Return only what lies between the first line of the entries and the line containing "First of all, the", both lines included.

RECORDS FOR THE EXERCISE START

PR #307, opened 2018-06-28
Write library compilation output to logger

FWDekker:
See title.

### DIFF
--- a/modules/application/src/main/kotlin/org/cafejojo/schaapi/DirectoryMiningCommandLineInterface.kt
+++ b/modules/application/src/main/kotlin/org/cafejojo/schaapi/DirectoryMiningCommandLineInterface.kt
@@ -62,7 +62,7 @@ internal class DirectoryMiningCommandLineInterface {
             outputDirectory = output,
             projectMiner = DirectoryProjectMiner { JavaMavenProject(it, mavenDir) },
             searchOptions = DirectorySearchOptions(File(userDirDirs)),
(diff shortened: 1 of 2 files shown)


modules/application/src/main/kotlin/org/cafejojo/schaapi/DirectoryMiningCommandLineInterface.kt
```diff
@@ -59,7 +59,7 @@ internal class DirectoryMiningCommandLineInterface {
             outputDirectory = output,
             projectMiner = DirectoryProjectMiner { JavaMavenProject(it, mavenDir) },
             searchOptions = DirectorySearchOptions(File(userDirDirs)),
-            libraryProjectCompiler = JavaMavenProjectCompiler(),
+            libraryProjectCompiler = JavaMavenProjectCompiler(true),
```
JSAbrahams: Since we use them everywhere here, maybe used named output?

FWDekker: Good one.

FWDekker: Done!

JSAbrahams:
Oh you forgot about the `GithubMiningCommandLineInterface`

FWDekker:
@JSAbrahams That's not necessary because the `GithubMiningCommandLineInterface` does not use Maven to compile the library.

PR #309, opened 2018-06-28
CLI unduplication

FWDekker:
Removes duplication from the CLI where possible.

First of all, the flavour is now parsed separately and is never seen by the Maven CLI library. This allows the `main` method to choose which flavour to execute before parsing the arguments, so that the actual parser knows which arguments are applicable to the flavour. (Before, the parser collected all arguments of all flavours and just made all arguments optional, and required arguments were checked for presence in the CLI classes.)

Second, I added "snippets". I'm not sure if this is the best name; suggestions are welcome.
Snippets represent a set of CLI arguments and the processing thereof. CLIs can indicate which arguments they accept by creating a list of snippets. Formerly duplicate code has been moved to these snippets. Note that these snippets are _not_ meant to be a complete interface structure of possible snippets; I've just created snippets where I thought it would be helpful to reduce code.


modules/application/src/main/kotlin/org/cafejojo/schaapi/Snippets.kt
```diff
@@ -0,0 +1,352 @@
+package org.cafejojo.schaapi
```
gandreadis: I believe this file needs to renamed to `OptionSets.kt` ;)

FWDekker: Good catch

PR #311, opened 2018-06-29
Log log messages to file as well

FWDekker:
Log messages are now written to a file as well. The name of the file contains the time the program was started, and the file is stored in the same directory as the JAR.

### DIFF
--- a/modules/application/src/main/resources/logback.xml
+++ b/modules/application/src/main/resources/logback.xml
@@ -10,7 +10,7 @@
     <appender name="FILE" class="ch.qos.logback.core.FileAppender">
         <file>schaapi-${bySecond}.log</file>
         <encoder>
-            <pattern>%date %level [%thread] %logger{10} [%file:%line] %msg%n</pattern>
+            <pattern>%date [%thread] %-5level %logger{36} [%file:%line] - %msg%n</pattern>
         </encoder>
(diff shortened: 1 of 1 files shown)


modules/application/src/main/resources/logback.xml
```diff
@@ -1,11 +1,21 @@
...
     <appender name="STDOUT" class="ch.qos.logback.core.ConsoleAppender">
         <encoder>
             <pattern>%d{HH:mm:ss.SSS} [%thread] %-5level %logger{36} - %msg%n</pattern>
         </encoder>
     </appender>
 
+    <appender name="FILE" class="ch.qos.logback.core.FileAppender">
+        <file>schaapi-${bySecond}.log</file>
+        <encoder>
+            <pattern>%date %level [%thread] %logger{10} [%file:%line] %msg%n</pattern>
```
JSAbrahams: Actually, shouldn't the pattern be the same as the console output?

FWDekker: I just copy-pasted the default pattern. I think it makes sense to have the file and line numbers in these logs, though. I'll see if I can find a pattern in between.

FWDekker: Fixed!

PR #312, opened 2018-06-29
Clean up MiningPipeline class and handle LibraryUsageGraphExceptions

JSAbrahams:
First, the readability of the `MiningPipeline` is improved  by splitting everything up into private methods. Previously, having everything in one method was sufficient. However, due to the added functionality this method has become too large in my opinion, hence the split.

Better exception handling has been added the the `LibraryUsageGraph` generator by catching all non-critical exceptions:
* A `LibraryUsageGraphGenerationException` has been added to the interface, all of which are catched in the `MiningPipeline` before moving onto the next project
* A `FilterException` has been added, which is then wrapped in a `LibraryUsageGraphGenerationException` before being thrown further

Last, the interfaces of the pipeline steps have been changed so they accept iterables and return iterables. This simplifies the `MiningPipeline` class. Furthermore, this makes more sense, as for a pipeline it does not matter what the underlying collection is, as long as it is iterable. Thus, this improves extendability.

Admittedly the extra exception in `LibraryUsageGraph` could've been done in a seperate PR. However, changing the interfaces and improving the `MiningPipeline` are rather intertwined in my opinion.

### DIFF
--- a/modules/mining-pipeline/jimple-library-usage-graph-generator/src/main/kotlin/org/cafejojo/schaapi/miningpipeline/usagegraphgenerator/jimple/filters/Filter.kt
+++ b/modules/mining-pipeline/jimple-library-usage-graph-generator/src/main/kotlin/org/cafejojo/schaapi/miningpipeline/usagegraphgenerator/jimple/filters/Filter.kt
@@ -13,3 +13,5 @@ interface Filter {
      */
     fun apply(body: Body)
 }
+
+internal typealias FilterException = Exception
--- a/modules/mining-pipeline/jimple-library-usage-graph-generator/src/main/kotlin/org/cafejojo/schaapi/miningpipeline/usagegraphgenerator/jimple/filters/Filter.kt
+++ b/modules/mining-pipeline/jimple-library-usage-graph-generator/src/main/kotlin/org/cafejojo/schaapi/miningpipeline/usagegraphgenerator/jimple/filters/Filter.kt
@@ -14,4 +14,4 @@ interface Filter {
     fun apply(body: Body)
 }
 
-internal typealias FilterException = Exception
+internal open class FilterException(override val message: String?) : Exception(message)
--- a/modules/mining-pipeline/src/main/kotlin/org/cafejojo/schaapi/miningpipeline/LibraryUsageGraphGenerator.kt
+++ b/modules/mining-pipeline/src/main/kotlin/org/cafejojo/schaapi/miningpipeline/LibraryUsageGraphGenerator.kt
@@ -17,4 +17,7 @@ interface LibraryUsageGraphGenerator<in LP : Project, in UP : Project, out N : N
     fun generate(libraryProject: LP, userProject: UP): List<N>
 }
 
-class LibraryUsageGraphGenerationException(message: String? = null, e: Throwable? = null) : RuntimeException(message, e)
+/**
+ * Exception thrown when something went wrong during the creation of a library usage graph.
+ */
+typealias LibraryUsageGraphGenerationException = RuntimeException
--- a/modules/mining-pipeline/src/main/kotlin/org/cafejojo/schaapi/miningpipeline/LibraryUsageGraphGenerator.kt
+++ b/modules/mining-pipeline/src/main/kotlin/org/cafejojo/schaapi/miningpipeline/LibraryUsageGraphGenerator.kt
@@ -16,3 +16,5 @@ interface LibraryUsageGraphGenerator<in LP : Project, in UP : Project, out N : N
      */
     fun generate(libraryProject: LP, userProject: UP): List<N>
 }
+
+class LibraryUsageGraphGenerationException(message: String? = null, e: Throwable? = null) : RuntimeException(message, e)
--- a/modules/mining-pipeline/src/main/kotlin/org/cafejojo/schaapi/miningpipeline/LibraryUsageGraphGenerator.kt
+++ b/modules/mining-pipeline/src/main/kotlin/org/cafejojo/schaapi/miningpipeline/LibraryUsageGraphGenerator.kt
@@ -20,4 +20,4 @@ interface LibraryUsageGraphGenerator<in LP : Project, in UP : Project, out N : N
 /**
  * Exception thrown when something went wrong during the creation of a library usage graph.
  */
-typealias LibraryUsageGraphGenerationException = RuntimeException
+class LibraryUsageGraphGenerationException(override val message: String?) : RuntimeException(message)
--- a/modules/mining-pipeline/src/main/kotlin/org/cafejojo/schaapi/miningpipeline/MiningPipeline.kt
+++ b/modules/mining-pipeline/src/main/kotlin/org/cafejojo/schaapi/miningpipeline/MiningPipeline.kt
@@ -15,6 +15,7 @@ class MiningPipeline<SO : SearchOptions, UP : Project, LP : Project, N : Node>(
     private val outputDirectory: File,
     private val projectMiner: ProjectMiner<SO, UP>,
     private val searchOptions: SO,
+    private val libraryProject: LP,
     private val libraryProjectCompiler: ProjectCompiler<LP>,
     private val userProjectCompiler: ProjectCompiler<UP>,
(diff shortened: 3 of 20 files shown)


modules/mining-pipeline/jimple-library-usage-graph-generator/src/main/kotlin/org/cafejojo/schaapi/miningpipeline/usagegraphgenerator/jimple/filters/Filter.kt
```diff
@@ -13,3 +13,5 @@ interface Filter {
      */
     fun apply(body: Body)
 }
+
+internal typealias FilterException = Exception
```
FWDekker: Maybe turn this into a subclass? Using a typealias doesn't really add anything I think

modules/mining-pipeline/src/main/kotlin/org/cafejojo/schaapi/miningpipeline/LibraryUsageGraphGenerator.kt
```diff
@@ -16,3 +16,8 @@ interface LibraryUsageGraphGenerator<in LP : Project, in UP : Project, out N : N
      */
     fun generate(libraryProject: LP, userProject: UP): List<N>
 }
+
+/**
+ * Exception thrown when something went wrong during the creation of a library usage graph.
+ */
+typealias LibraryUsageGraphGenerationException = RuntimeException
```
FWDekker: Same

modules/mining-pipeline/src/main/kotlin/org/cafejojo/schaapi/miningpipeline/MiningPipeline.kt
```diff
@@ -15,100 +15,142 @@ class MiningPipeline<SO : SearchOptions, UP : Project, LP : Project, N : Node>(
...
+         */
+        @Suppress("TooGenericExceptionCaught", "InstanceOfCheckForException") // This is intended behaviour
+        private inline fun <reified E : RuntimeException, T, R : Any>
+            Iterable<T>.next(map: (T) -> R, message: String): Iterable<R> =
+            progressBarIterable(this, message).mapNotNull {
+                try {
+                    map(it)
+                } catch (e: RuntimeException) {
+                    if (e is E) logger.warn { e.message } else throw e
+                    null
```
FWDekker: I think this would be more readable if you wrote
```kotlin
try {
    map(it)
} catch (e: RuntimeException) {
    if (e is E) {
        logger.warn { e.message}
        null
    } else {
        throw e
    }
}
```

modules/mining-pipeline/src/main/kotlin/org/cafejojo/schaapi/miningpipeline/MiningPipeline.kt
```diff
@@ -15,100 +15,142 @@ class MiningPipeline<SO : SearchOptions, UP : Project, LP : Project, N : Node>(
...
+         */
+        @Suppress("TooGenericExceptionCaught", "InstanceOfCheckForException") // This is intended behaviour
+        private inline fun <reified E : Exception, P, Q, T : Iterable<P>>
+            T.nextFlatMap(map: (P) -> Iterable<Q>, message: String): Iterable<Q> =
+            progressBarIterable(this, message).mapNotNull {
+                try {
+                    map(it)
+                } catch (e: RuntimeException) {
+                    if (e is E) logger.warn { e.message } else throw e
+                    null
```
FWDekker: I would apply the same rewrite here

modules/mining-pipeline/src/main/kotlin/org/cafejojo/schaapi/miningpipeline/MiningPipeline.kt
```diff
@@ -15,100 +15,142 @@ class MiningPipeline<SO : SearchOptions, UP : Project, LP : Project, N : Node>(
...
+        mineProjects()
+            .compileUserProjects()
+            .generateLibraryUsageGraphs()
+            .findPatterns()
+            .filterPatterns()
+            .generateTests()
+    } catch (e: Exception) {
+        logger.error("A critical error occurred during the mining process causing it to be aborted.", e)
+    } finally {
+        logger.info { "Mining has finished." }
```
FWDekker: "has successfully finished"?

modules/mining-pipeline/src/main/kotlin/org/cafejojo/schaapi/miningpipeline/MiningPipeline.kt
```diff
@@ -15,100 +15,142 @@ class MiningPipeline<SO : SearchOptions, UP : Project, LP : Project, N : Node>(
...
     }
 
-    /**
-     * Calls the specified function [map] with `this` value as its argument and returns its result.
-     */
-    private fun <T, R> T.next(map: (T) -> R): R = map(this)
+    private fun Iterable<UP>.generateLibraryUsageGraphs(): Iterable<N> {
+        logger.info { "Started generating library usage graphs for ${this.count()} projects." }
+        val lugs = this.nextFlatMap<LibraryUsageGraphGenerationException, UP, N, Iterable<UP>>(
+            { libraryUsageGraphGenerator.generate(libraryProject, it) }, "Generating library-usage graphs")
```
FWDekker: The braces/parentheses here are _really_ confusing.

modules/mining-pipeline/src/main/kotlin/org/cafejojo/schaapi/miningpipeline/MiningPipeline.kt
```diff
@@ -15,100 +15,142 @@ class MiningPipeline<SO : SearchOptions, UP : Project, LP : Project, N : Node>(
     private val outputDirectory: File,
```
FWDekker: Why did you split this class' main method into many different methods? I understand that this reduces the complexity of that method, but I think that the large amount of generics that are now used in the class make it hard to read. Furthermore, I don't think that splitting it up makes much sense because the methods have to be called in a very specific order.

modules/mining-pipeline/src/main/kotlin/org/cafejojo/schaapi/miningpipeline/MiningPipeline.kt
casperboone: Or:

```kotlin
try {
    map(it)
} catch (e: RuntimeException) {
    if (e !is E) throw e
    logger.warn { e.message }
    null
}
```

modules/mining-pipeline/src/main/kotlin/org/cafejojo/schaapi/miningpipeline/MiningPipeline.kt
gandreadis: But it doesn't need to have successfully finished - this is a `finally`-block, so it could have just as well caught an exception before going to this block

FWDekker: Fair enough.

modules/mining-pipeline/src/main/kotlin/org/cafejojo/schaapi/miningpipeline/MiningPipeline.kt
JSAbrahams: Hm one motivating factor was that the log messages made the main method very long and difficult to read, so having a bunch of private methods makes it easier to follow what each step does without having to resort to code comments.

As for the generics, I agree actually, it is a bit difficult to read now. I think that that is mostly due to the static helper methods however and no so much the private methods for the specific steps. So perhaps it would be better to keep those, but moving the static helper methods to their specific methods. It comes at the cost of code duplication but we might gain some readability. But I'm not sure if this is the best option so I would have to try it and see what it looks like.

JSAbrahams:
I'm closing this PR as in hindsight it is far too large and difficult to review, especially considering the amount of time we did not work on the project. I will also close #321 and #322 for the same reasons.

RECORDS FOR THE EXERCISE END

--- RESULT FOR THIS TASK ---
PR #307, opened 2018-06-28
Write library compilation output to logger

FWDekker:
See title.

### DIFF
--- a/modules/application/src/main/kotlin/org/cafejojo/schaapi/DirectoryMiningCommandLineInterface.kt
+++ b/modules/application/src/main/kotlin/org/cafejojo/schaapi/DirectoryMiningCommandLineInterface.kt
@@ -62,7 +62,7 @@ internal class DirectoryMiningCommandLineInterface {
             outputDirectory = output,
             projectMiner = DirectoryProjectMiner { JavaMavenProject(it, mavenDir) },
             searchOptions = DirectorySearchOptions(File(userDirDirs)),
(diff shortened: 1 of 2 files shown)


modules/application/src/main/kotlin/org/cafejojo/schaapi/DirectoryMiningCommandLineInterface.kt
```diff
@@ -59,7 +59,7 @@ internal class DirectoryMiningCommandLineInterface {
             outputDirectory = output,
             projectMiner = DirectoryProjectMiner { JavaMavenProject(it, mavenDir) },
             searchOptions = DirectorySearchOptions(File(userDirDirs)),
-            libraryProjectCompiler = JavaMavenProjectCompiler(),
+            libraryProjectCompiler = JavaMavenProjectCompiler(true),
```
JSAbrahams: Since we use them everywhere here, maybe used named output?

FWDekker: Good one.

FWDekker: Done!

JSAbrahams:
Oh you forgot about the `GithubMiningCommandLineInterface`

FWDekker:
@JSAbrahams That's not necessary because the `GithubMiningCommandLineInterface` does not use Maven to compile the library.

PR #309, opened 2018-06-28
CLI unduplication

FWDekker:
Removes duplication from the CLI where possible.

First of all, the flavour is now parsed separately and is never seen by the Maven CLI library. This allows the `main` method to choose which flavour to execute before parsing the arguments, so that the actual parser knows which arguments are applicable to the flavour. (Before, the parser collected all arguments of all flavours and just made all arguments optional, and required arguments were checked for presence in the CLI classes.)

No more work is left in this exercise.